RECORDED DATA »
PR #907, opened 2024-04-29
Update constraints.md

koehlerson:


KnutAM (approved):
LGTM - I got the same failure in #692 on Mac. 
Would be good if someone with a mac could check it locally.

ABOUT THIS TASK » Restate the data in full so that no line differs from the original.

FINISHED TASK »
PR #907, opened 2024-04-29
Update constraints.md

koehlerson:


KnutAM (approved):
LGTM - I got the same failure in #692 on Mac. 
Would be good if someone with a mac could check it locally.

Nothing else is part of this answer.